La relance de la filière nucléaire française, annoncée il y a trois ans et demi par Emanuel Macron après trois décennies d’abandon et même de sabotage, tarde à devenir réalité. Le mal français. Et pourtant le temps presse face à la concurrence chinoise et russe comme le montre un rapport que vient de publier l’IFRI (Institut français des relations internationales).
« Si 2025 verra la production nucléaire mondiale atteindre un record historique, cette dynamique est désormais portée par la Chine et la Russie, tandis que l’Europe et les États-Unis ont jusqu’à peu délaissé un secteur qu’ils avaient pourtant créé », écrit l’IFRI. « La France, acteur historique et industriel central, est confrontée au défi de reconstituer son écosystème industriel sur fond d’affaiblissement de ses capacités industrielles. Clarifier la chaîne de responsabilité entre État et industrie d’une part, entre acteurs industriels d’autre part, et stimuler la concurrence pour dynamiser le secteur reste un défi », souligne le rapport.
La Chine et Russie misent résolument sur le nucléaire depuis des années
Illustration, « en 2025, douze nouveaux réacteurs nucléaires seront mis en service dans le monde ». Soit deux en Russie et dix en Asie, « dont sept de fabrication russe ». Quant aux dix réacteurs de grande puissance actuellement en construction, sept sont chinois. « Pour l’instant, le nucléaire se concrétise en Chine et, à l’export, les Français et les Européens ont perdu la main… Si l’on veut rester dans la course, il faut agir maintenant ».
Contrairement à l’Europe et aux Etats-Unis, la Chine et la Russie ont misé résolument sur le nucléaire depuis de nombreuses années pour des motifs énergétiques, industriels et géopolitiques. La montée en puissance de la Chine est spectaculaire et illustre l’ambition de Pékin de dominer toutes les technologies et les industries de la transition énergétique ce que l’usine du monde fait déjà dans le solaire, les véhicules électriques, les batteries, les éoliennes, les minéraux stratégique…
La Chine deviendra le numéro un mondial du nucléaire civil
Avec plus de 55 GW de capacités de production électrique nucléaires installées au 1er janvier 2025, la Chine rattrape rapidement la France (63 GW) au deuxième rang mondial.

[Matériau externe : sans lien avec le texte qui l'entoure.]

Issue #4612, opened 2022-09-19
Add `jax.numpy` namespace functions to Jax frontend


hirwa-nshuti:
Add [`jax.numpy` namespace functions](https://jax.readthedocs.io/en/latest/jax.numpy.html) to Jax frontend

- [ ] ndarray.at
- [x] #4884
- [x] #4915
- [x] #4916
- [x] #4917
- [x] #4897
- [x] #6902
- [ ] #7046
- [x] #7047
- [ ] angle
- [x] #6651
- [ ] append
- [ ] apply_along_axis
- [ ] apply_over_axes
- [x] #7322
- [x] #5248
- [x] #5249
- [x] #5250
- [x] #5251
- [x] #5369
- [x] #5371
- [x] #6895
- [x] #5214
- [x] #6091
- [x] #7423
- [x] #7425
- [ ] around
- [x] #7210
- [x] #5700
- [x] #5867
- [ ] array_repr
- [ ] array_split
- [ ] array_str
- [x] #7712
- [ ] atleast_1d
- [ ] atleast_2d
- [ ] atleast_3d
- [ ] average
- [ ] bartlett
- [x] #6163
- [x] #5857
- [x] #6211
- [x] #5925
- [x] #6235
- [ ] blackman
- [ ] block
- [ ] bool_
- [ ] broadcast_arrays
- [ ] broadcast_shapes
- [x] #4949
- [ ] c_
- [x] #7770
- [ ] cbrt
- [ ] cdouble
- [x] #6326
- [ ] character
- [ ] choose
- [x] #4957
- [ ] column_stack
- [ ] complex_
- [ ] complex128
- [ ] complex64
- [ ] complexfloating
- [ ] complexWarning
- [ ] compress
- [x] #4948
- [ ] conj
- [ ] conjugate
- [ ] convolve
- [ ] copy
- [ ] copysign
- [ ] corrcoef
- [ ] correlate
- [x] cos
- [ ] cosh
- [ ] count_nonzero
- [ ] cov
- [ ] cross
- [ ] csingle
- [x] #6258
- [x] #6465
- [x] #6466
- [x] #6467
- [ ] #7477
- [ ] delete
- [x] #6655
- [ ] diag_indices
- [ ] diag_indices_from
- [ ] #6893
- [x] #7429
- [ ] diff
- [ ] digitize
- [x] #7771
- [ ] divmod
- [x] #4946
- [ ] double
- [ ] dsplit
- [ ] dstack
[...]

PR #5452, opened 2022-10-08
Added jax.numpy.cos namespace function to jax frontend and tested.

vaatsalya123:
Nothing much a basic cos function implementation.

#4612


JamieLine:
Just had to fix a small linting error, it was just a few cases of only leaving one blank line between functions rather than the 2 that should be there.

Pékin a approuvé en août 2024 la construction de onze nouveaux réacteurs pour un coût de moins de 28 milliards d’euros. Chaque unité devant être construite en moins de cinquante-six mois.
La Chine vise 150 à 200 GW de capacités nucléaires installées d’ici à 2035 de quoi devenir le numéro un mondial du nucléaire civil largement devant les Etats-Unis (97 GW) et a même l’ambition démesurée de posséder un parc de 1.400 GW d’ici à 2100 avec notamment des réacteurs au thorium et des réacteurs de quatrième génération à neutrons rapides, une technologie prometteuse que la France a longtemps dominé avec Phénix et SuperPhénix avant qu’elle soit sabotée par Lionel Jospin et Emmanuel Macron…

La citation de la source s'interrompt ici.